After a few years, my work on TESS transitioned from the data analysis / data science software to the software infrastructure that orchestrates the overall process: that is to say, after time spent as an accelerator physicist and as a data scientist, I was now becoming a software engineer. As the Lead Software Engineer (LSE) for the TESS data analysis team, I managed and supervised a small team of software engineers who wrote, tested, and maintained the infrastructure code for TESS, as well as writing a few tens of thousands of lines of code myself. Not bad for somebody whose formal software engineering education is two introductory classes taken at a community college.
As the TESS project matured, and the power of its data analysis pipeline became evident, it occurred to several people that the pipeline contained a central core of software that could be used to orchestrate the operations of any data analysis pipeline, not just the TESS pipeline. Thus began the Ziggy project, the goal of which is to spin off that lowest level of orchestration software, improve upon it, and make it sufficiently generic that it can support any data analysis pipeline. Here again I supervise a (really) small team of software engineers and also get to write a ton of code myself.
Major Awards
- NASA Group Achievement Award (as member of the Ziggy Development Team), 2023.
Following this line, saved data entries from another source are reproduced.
PR #4481, opened 2026-07-06
Bump scarb 2.19.1; Re-gen snaps

DelevoXDG:


MKowalski8 (approved):
Please only run the scheduled tests from this branch to double check if we don't miss something. Also I would delete the old `2.16.1` snaps, since we don't need them anymore.

DelevoXDG:
> Please only run the scheduled tests from this branch to double check if we don't miss something. 

https://github.com/foundry-rs/starknet-foundry/actions/runs/28793080218

> Also I would delete the old `2.16.1` snaps, since we don't need them anymore.

👍

franciszekjob (approved):

Issue #4484, opened 2026-07-06
[tests] `assert_gas` should show `expected` vs `actual` on failure


DelevoXDG:
### Current state

[`assert_gas`](https://github.com/foundry-rs/starknet-foundry/blob/0f1ce2a1e5531b32a73601b4d98f7237bc1d015f/crates/forge/tests/utils/runner.rs#L290-L312) panics with the full `iter().any(...)` predicate and does not print expected or actual gas, so a mismatch is hard to diagnose from the test failure alone:

```
    assertion failed: result.test_case_summaries.iter().any(|any_case|
            {
                match any_case {
                    AnyTestCaseSummary::Fuzzing(_) => {
                        panic!("Cannot use assert_gas! for fuzzing tests")
                    }
                    AnyTestCaseSummary::Single(case) =>
                        match case {
                            TestCaseSummary::Passed { gas_info: gas, .. } => {
                                assert_gas_with_margin(gas.gas_used, asserted_gas) &&
                                    any_case.name().unwrap().ends_with(test_name_suffix.as_str())
                            }
                            _ => false,
                        },
                }
            })
    note: run with `RUST_BACKTRACE=1` environment variable to display a backtrace
```

### Objective

On failure, print:
- expected vs actual gas values
- test case name

PR #4494, opened 2026-07-16
Show gas difference on assertion failure

franciszekjob:
Towards #4484

## Introduced changes

Show gas diff on [`assert_gas`](https://github.com/foundry-rs/starknet-foundry/blob/0f1ce2a1e5531b32a73601b4d98f7237bc1d015f/crates/forge/tests/utils/runner.rs#L290-L312) failure.

### Before

image

### After

image

## Checklist

- [x] Linked relevant issue
- [x] Added relevant tests

### DIFF
--- a/crates/forge/tests/integration/gas.rs
+++ b/crates/forge/tests/integration/gas.rs
@@ -1,12 +1,9 @@
-use crate::utils::runner::{Contract, assert_gas, assert_passed, capture_assertion_panic};
+use crate::utils::runner::{Contract, assert_gas, assert_passed};
 use crate::utils::running_tests::run_test_case;
 use crate::utils::test_case;
 use forge_runner::forge_config::ForgeTrackedResource;
-use forge_runner::test_case_summary::{AnyTestCaseSummary, TestCaseSummary};
-use forge_runner::test_target_summary::TestTargetSummary;
 use indoc::{formatdoc, indoc};
 use shared::test_utils::node_url::node_rpc_url;
-use shared::test_utils::output_assert::assert_stdout_contains;
 use starknet_api::execution_resources::{GasAmount, GasVector};
 use std::path::Path;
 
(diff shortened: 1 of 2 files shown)


franciszekjob:

- #4494 ◀
    - #4501
        - #4500
            - #4513

crates/forge/tests/utils/runner.rs
```diff
@@ -266,6 +271,25 @@ pub fn assert_failed(result: &[TestTargetSummary]) {
...
+
+    if let Some(message) = payload.downcast_ref::<String>() {
+        message.clone()
+    } else if let Some(message) = payload.downcast_ref::<&str>() {
+        (*message).to_string()
+    } else {
+        panic!("Unexpected panic payload type. Expected `String` or `&str`.");
+    }
+}
+
```
franciszekjob, line 292: note: It will be used in #4501 too.

crates/forge/tests/integration/gas.rs
```diff
@@ -21,6 +24,155 @@ use std::path::Path;
 //
 // Sierra syscall l2 gas: `n_steps * step_gas_cost + sum(builtin_count * builtin_gas_cost)`
 
+#[test]
```
ddoktorski: Not sure if we need tests for test utils, but if we want to keep them let's move them to a different file

franciszekjob: I would keep them. Moved to `crates/forge/tests/utils/runner.rs`

ddoktorski (approved):

crates/forge/tests/utils/runner.rs
```diff
@@ -30,6 +29,11 @@ use std::{
     str::FromStr,
 };
 
+// Allowed absolute gas differences when `non_exact_gas_assertions` is enabled.
+const MARGIN_L1_GAS: u64 = 10;
+const MARGIN_L1_DATA_GAS: u64 = 10;
+const MARGIN_L2_GAS: u64 = 200_000;
```
DelevoXDG, line 36: This seems a bit large  - from what I understand the margin is carry-over from the past (#3049), but perhaps worth adding an issue and investigation why is it so large?

Seems like a potential path to hidden regressions 🤔 

Perhaps we should eventually (not necessarily in this PR) make it %-relative?

Or, once the skill exists, perhaps we could rely more on the skill to keep the asserted value closer to truth, while having the ability to more clearly review what causes the change?

DelevoXDG (approved):

crates/forge/tests/utils/runner.rs
franciszekjob: Sure thing, added https://github.com/foundry-rs/starknet-foundry/issues/4516 and linked.

MKowalski8 (approved):

PR #4501, opened 2026-07-17
Show syscall/builtin difference on assertion failure

franciszekjob:
Closes #4484

## Before

image

## After

image

## Checklist

- [x] Linked relevant issue
- [ ] Updated relevant documentation
- [x] Added relevant tests
- [x] Performed self-review of the code
- [ ] Added changes to `CHANGELOG.md`

PR #4500, opened 2026-07-17
Gas expectations update skill

franciszekjob:
Closes #4485 

## Introduced changes

Add `update-gas-expectations` skill for updating gas values in forge integration tests. Skill is recommended to use when bumping Scarb/blockifier.

## How to test it

- Change scarb version in order to cause gas tests to fail (due to incorrect gas value expectations)
  
image

- Run gas/resources/available gas tests - some of them should fail
image

- Run `/update-gas-expectations` in claude session and wait once it's finished 

image

- See updated gas values

image

## Checklist

- [x] Linked relevant issue
- [x] Updated relevant documentation
- [ ] Added relevant tests
- [x] Performed self-review of the code
- [ ] Added changes to `CHANGELOG.md`

PR #4513, opened 2026-07-24
Unblock scarb pre-release versions for tests

### LINKED ISSUE #4483: Unable to use Scarb pre-release versions for tests
### Current state

Bumping `.tool-versions` to a Scarb pre-release breaks builds/tests.

For example, that happens in packages with `cairo-version` requirements:

```diff
error: the required Cairo version of package openzeppelin_utils is not compatible with current version
! Cairo version required: ^2.13.1
! Cairo version of Scarb: 2.19.0-rc.3

error: the required Cairo version of each package must match the current Cairo version
help: pass `--ignore-cairo-version` to ignore Cairo version mismatch
```

This blocks Scarb bumps that require the latest available toolchain, including pre-releases. 

(e.g. blockifier bumps **ahead** of a stable Scarb release).

### Objective

Unblock Scarb RC bumps in this repo. 

Determine the right fix and implement it so CI/e2e and local bumps work.

### Additional context

Likely areas worth considering:

- [`matches_version_with_special_rules`](https://github.com/foundry-rs/starknet-foundry/blob/0f1ce2a1e5531b32a73601b4d98f7237bc1d015f/crates/scarb-api/src/lib.rs#L168-L186) drops prerelease for `snforge_std`, we can consider doing the same for `starknet` and other packages 
- `ScarbCommand` can be updated to automatically pass `--ignore-cairo-version` in rc context
- Perhaps Scarb should treat rc-versions as satisfying non-prerelease `cairo-version` requirements?

franciszekjob:
Closes #4483

## Introduced changes

This PR unblocks validation against scarb pre-releases by setting `SCARB_IGNORE_CAIRO_VERSION` in `snforge` / `sncast` test runners and in `scarb` command helper.

## Checklist

- [x] Linked relevant issue
- [ ] Added relevant tests


franciszekjob:

- #4494
    - #4501
        - #4500
            - #4513 ◀

franciszekjob:
note: At https://github.com/foundry-rs/starknet-foundry/pull/4513/commits/cf6053ee8462250c5eec14f04c1c7a113d43a99f scarb version is `2.20.0-rc.2` and some jobs are failing:
- Workspace Tests - `package_matches_version_requirement_test` fails, obviously because scarb `2.20.0-rc.2` != `2.20.0` expected, so this failure is desired
- Forge E2E Tests - snapshot tests fail because they generate versioned snapshots for the active scarb version. With `2.20.0-rc.2`, insta looks for `@2.20.0-rc.2` snapshots, which are not present/accepted. This is not a `cairo-version`  compatibility failure. The command runs successfully and the failure happens at the snapshot assertion stage.

ddoktorski (commented):
Could you give examples of tests that fail without this change?

franciszekjob:
> Could you give examples of tests that fail without this change?

Sure:
- `sncast::main e2e::call::test_happy_case_call_with_option_and_result`
- `e2e::new::create_new_project_dir_not_exist::erc20_contract`
- `e2e::templates::validate_templates::erc20_contract`
- `e2e::new::create_new_project_dir_not_exist::erc20_contract`
- `e2e::oracles::wasm`

You can see them failing in [this CI run](https://github.com/foundry-rs/starknet-foundry/pull/4513/checks), which includes only the changed scarb version to rc (and two new files, but they are not used).

After adding changes back (in https://github.com/foundry-rs/starknet-foundry/pull/4513/commits/cf6053ee8462250c5eec14f04c1c7a113d43a99f), there are no tests which fail with `cairo-version`-related error. Reason of jobs failure is described in comment above.

ddoktorski (commented):
Then it looks like the issue is isolated to the erc20 tests + oracles. I'd prefer not to change the global test setup, as that would make our test environment diverge from what standard users experience. What about modifying the setup only for those specific tests (and adding a code comment to explain why)?

franciszekjob:
> Then it looks like the issue is isolated to the erc20 tests + oracles. I'd prefer not to change the global test setup, as that would make our test environment diverge from what standard users experience. What about modifying the setup only for those specific tests (and adding a code comment to explain why)?

Changed, in https://github.com/foundry-rs/starknet-foundry/pull/4513/commits/996a47db40e4b3157343da2798ddf88f20827688 it's tested with rc scarb. No tests fail because of cairo-version error, they only fail because of gas mismatch.

crates/forge/tests/e2e/templates.rs
```diff
@@ -35,7 +35,16 @@ fn validate_templates(template: &Template) {
     let package_path = Utf8PathBuf::from_path_buf(package_path.to_path_buf())
         .expect("Failed to convert to Utf8PathBuf");
 
-    let scarb_add = ScarbCommand::new()
+    // Cairo version is ignored on purpose. Without it, the test would fail with pre-release scarb.
+    let envs = if matches!(template, Template::Erc20Contract) {
+        &[("SCARB_IGNORE_CAIRO_VERSION", "true")][..]
+    } else {
+        &[]
+    };
```
ddoktorski, line 43: nit: For consistency we can use `vec` as in `validate_init` or change here to align with the `validate_init` code

crates/forge/tests/e2e/templates.rs
```diff
@@ -35,7 +35,16 @@ fn validate_templates(template: &Template) {
...
+
+    let mut scarb_add = ScarbCommand::new();
+    scarb_add.envs(envs.iter().copied());
+    let scarb_add = scarb_add
```
ddoktorski:
```suggestion
    let scarb_add = ScarbCommand::new()
        .envs(envs.iter().copied())
```
Why not like this? The same question to changes in function `check_and_lint_with_envs`

franciszekjob: https://github.com/foundry-rs/starknet-foundry/pull/4513/commits/d03d42c2c5a6b35ad8f7b5aad0992fdd70593839

crates/forge/tests/e2e/templates.rs
franciszekjob: https://github.com/foundry-rs/starknet-foundry/pull/4513/commits/342bed1657481b9b8ab4ff77b8fdce35f7ffd833

ddoktorski (approved):

MKowalski8 (approved):

PR #4520, opened 2026-07-28
Allow `test_detect_devnet_url` to pass with running instances

### LINKED ISSUE #4519: Investigate failing `test_detect_devnet_url`
### Current State

`helpers::devnet::detection::tests::test_detect_devnet_url` is often failing on CI, e.g. here: https://github.com/foundry-rs/starknet-foundry/actions/runs/30361030301/job/90281151691.

Investigate and fix/redesign the test.

### Objective

Investigate failing `test_detect_devnet_url`

### Additional Context

_No response_

franciszekjob:
Closes #4519 

## Introduced changes

- Add deterministic unit coverage for devnet URL detection by separating the core logic from process discovery and reachability checks.
- Widen acceptable outcomes in `test_detect_devnet_url` by allowing the test to pass when `starknet-devnet` is already running on the runner. The test now accepts no instance, a single detected instance, or multiple detected instances as valid outcomes.

## Checklist

- [x] Linked relevant issue
- [ ] Added relevant tests

### DIFF
--- a/crates/sncast/src/helpers/devnet/detection.rs
+++ b/crates/sncast/src/helpers/devnet/detection.rs
@@ -247,13 +247,8 @@ runner 2686 0.0 0.1 100000 20000 ? Sl 13:00 0:00 starknet-devnet --host 127.0.0.
 
     #[tokio::test]
     async fn test_detect_devnet_url() {
-        // Uses the real runner state, so valid outcomes can vary.
-        // Operational failures should still fail the test.
-        let result = detect_devnet_url().await;
-        println!("result: {result:?}");
-        assert!(matches!(
-            result,
-            Ok(_) | Err(DevnetDetectionError::NoInstance | DevnetDetectionError::MultipleInstances)
-        ));
+        // Do not check the result, just ensure that the function runs without panicking
+        // as sanity check.
+        detect_devnet_url().await
     }
 }
--- a/crates/sncast/src/helpers/devnet/detection.rs
+++ b/crates/sncast/src/helpers/devnet/detection.rs
@@ -36,19 +36,17 @@ pub enum DevnetDetectionError {
 }
 
 pub async fn detect_devnet_url() -> Result<Url, DevnetDetectionError> {
-    detect_devnet_from_processes().await
+    detect_devnet_from_processes(find_devnet_process_info(), is_devnet_url_reachable).await
 }
 
 #[must_use]
 pub async fn is_devnet_running() -> bool {
-    detect_devnet_from_processes().await.is_ok()
+    detect_devnet_from_processes(find_devnet_process_info(), is_devnet_url_reachable)
+        .await
+        .is_ok()
 }
 
-async fn detect_devnet_from_processes() -> Result<Url, DevnetDetectionError> {
-    detect_devnet_url_from_process_info(find_devnet_process_info(), is_devnet_url_reachable).await
-}
-
-async fn detect_devnet_url_from_process_info<F, Fut>(
+async fn detect_devnet_from_processes<F, Fut>(
     process_info: Result<ProcessInfo, DevnetDetectionError>,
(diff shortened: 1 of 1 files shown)


crates/sncast/src/helpers/devnet/detection.rs
```diff
@@ -106,12 +121,138 @@ mod tests {
...
+    }
+
+    #[tokio::test]
+    async fn test_detect_devnet_url() {
+        let result = detect_devnet_url().await;
+        assert!(matches!(
+            result,
+            Ok(_) | Err(DevnetDetectionError::NoInstance | DevnetDetectionError::MultipleInstances)
+        ));
+    }
```
franciszekjob, line 253: note: This test is now not ideal since it accepts multiple states of runner, but IMO it's better to keep it so we at least know that it correctly detects number of running instances (0/1/multiple). Proper logic testing is placed in unit tests.

crates/sncast/src/helpers/devnet/detection.rs
```diff
@@ -45,17 +45,28 @@ pub async fn is_devnet_running() -> bool {
 }
 
 async fn detect_devnet_from_processes() -> Result<Url, DevnetDetectionError> {
-    match find_devnet_process_info() {
+    detect_devnet_url_from_process_info(find_devnet_process_info(), is_devnet_url_reachable).await
+}
+
+async fn detect_devnet_url_from_process_info<F, Fut>(
```
MKowalski8: nit: Personally I would drop the wrapper here. `detect_devnet_from_processes` isn't public, so we could update it.

crates/sncast/src/helpers/devnet/detection.rs
ddoktorski: I'm not sure if it makes sense to keep this test as it doesn't check anything concrete now + the logic is covered by newly added unit tests. If we want to keep it maybe it'd be better to treat it as a sanity check that only asserts that some result has been returned but without asserting variants?

ddoktorski (approved):

MKowalski8 (approved):

crates/sncast/src/helpers/devnet/detection.rs
franciszekjob: > it doesn't check anything concrete now

It still checks that the real detection path doesn't fail with an unexpected operational error. In practice, it allows the environment-dependent valid outcomes, but still rejects cases like `ProcessNotReachable` or `CommandFailed`.

> If we want to keep it maybe it'd be better to treat it as a sanity check that only asserts that some result has been returned but without asserting variants?

That would make the test accept those error variants, which doesn't make much sense to me. Keeping the  assertion more narrow gives the test at least some sort of meaningfulness.

ddoktorski: > It still checks that the real detection path doesn't fail with an unexpected operational error.

It's a little difficult to tell that this is the main goal of the test just from looking at the code.

> Keeping the assertion more narrow gives the test at least some sort of meaningfulness.

At the very least, adding a comment to explain this would be helpful.

franciszekjob: Added comment in https://github.com/foundry-rs/starknet-foundry/pull/4520/commits/bd647c19637e26de9708dadfa890d82ac718d147

ddoktorski (approved):

crates/sncast/src/helpers/devnet/detection.rs
franciszekjob: It turns out that this test can fail with more than currently allowed variants. For example in [this run](https://github.com/foundry-rs/starknet-foundry/actions/runs/30451819375/job/90575935835) it failed with `ProcessNotReachable`. I will leave it as a sanity check then, without asserting specific variant.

- NASA Exceptional Public Achievement Medal, 2020.
- NASA Ames Honor Award for Outstanding Technical Contributions and Leadership in the TESS Science Processing Operations Center, 2017.
- NASA Certificate of Appreciation for Exceptional Contribution to the Development of the Kepler Data Analysis Pipeline 2011.
- NASA Ames Honor Award for excellence in the category of Contractor Employee, 2010.
- NASA Software of the Year Award (as member of the Kepler Science Operations Center software development team), 2010.
Links
Alternate contact: ptenenbaum@seti.org
Related Projects
I remain Lead Software Engineer (LSE) for the TESS Science Processing Operations Center (SPOC). The TESS mission is about to enter its third mission extension (EM3). Each mission extension has called for expanded data and science capabilities. The software engineers and data scientists in the SPOC are responsible for adapting the system to meet the new and expanded processing requirements for the mission. We also perform “sustaining engineering” (i.e., fix things when they break) for the entire system.
I’m also the Senior Pipeline Architect for the Ziggy project. Ziggy is available as open-source software: check out https://github.com/nasa/ziggy. Ziggy has been vastly improved upon and expanded to support a wide variety of data analysis missions, particularly missions with extreme data volumes.
An example of a mission with extreme data volumes is the GOES earth-observing satellites: each of the satellites (GOES-16 and GOES-18) produces about 1 terabyte (TB) of data per day. I’m working with the NASA Earth Exchange (NEX) team to build a data analysis pipeline, based on Ziggy, that automates processing of this data.
In a nice example of, “what goes around, comes around,” the TESS team is currently adapting its data analysis pipeline to run under Ziggy! This allows the TESS pipeline to take advantage of all the improvements made to Ziggy relative to the original TESS pipeline infrastructure. This project is close to code-complete, and we are currently performing data volume tests and other acceptance trials.